> What is expected
The data needs to be returned in full, exactly as it reads.

######

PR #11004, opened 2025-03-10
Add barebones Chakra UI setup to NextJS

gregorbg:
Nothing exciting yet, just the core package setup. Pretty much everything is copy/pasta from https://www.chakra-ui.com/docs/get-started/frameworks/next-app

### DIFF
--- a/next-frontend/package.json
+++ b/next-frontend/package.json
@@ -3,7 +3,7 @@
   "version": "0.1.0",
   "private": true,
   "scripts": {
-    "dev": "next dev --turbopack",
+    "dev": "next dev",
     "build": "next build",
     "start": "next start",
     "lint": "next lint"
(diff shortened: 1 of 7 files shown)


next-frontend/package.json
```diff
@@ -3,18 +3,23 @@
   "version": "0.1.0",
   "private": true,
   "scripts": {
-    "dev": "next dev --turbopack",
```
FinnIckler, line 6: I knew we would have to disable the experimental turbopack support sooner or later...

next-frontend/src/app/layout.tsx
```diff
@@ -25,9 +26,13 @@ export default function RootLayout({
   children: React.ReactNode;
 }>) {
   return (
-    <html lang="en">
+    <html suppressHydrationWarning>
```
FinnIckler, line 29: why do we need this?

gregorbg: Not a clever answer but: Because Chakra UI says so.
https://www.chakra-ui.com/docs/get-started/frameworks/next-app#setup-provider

######

> Response for this exercise
PR #11004, opened 2025-03-10
Add barebones Chakra UI setup to NextJS

gregorbg:
Nothing exciting yet, just the core package setup. Pretty much everything is copy/pasta from https://www.chakra-ui.com/docs/get-started/frameworks/next-app

### DIFF
--- a/next-frontend/package.json
+++ b/next-frontend/package.json
@@ -3,7 +3,7 @@
   "version": "0.1.0",
   "private": true,
   "scripts": {
-    "dev": "next dev --turbopack",
+    "dev": "next dev",
     "build": "next build",
     "start": "next start",
     "lint": "next lint"
(diff shortened: 1 of 7 files shown)


next-frontend/package.json
```diff
@@ -3,18 +3,23 @@
   "version": "0.1.0",
   "private": true,
   "scripts": {
-    "dev": "next dev --turbopack",
```
FinnIckler, line 6: I knew we would have to disable the experimental turbopack support sooner or later...

next-frontend/src/app/layout.tsx
```diff
@@ -25,9 +26,13 @@ export default function RootLayout({
   children: React.ReactNode;
 }>) {
   return (
-    <html lang="en">
+    <html suppressHydrationWarning>
```
FinnIckler, line 29: why do we need this?

gregorbg: Not a clever answer but: Because Chakra UI says so.
https://www.chakra-ui.com/docs/get-started/frameworks/next-app#setup-provider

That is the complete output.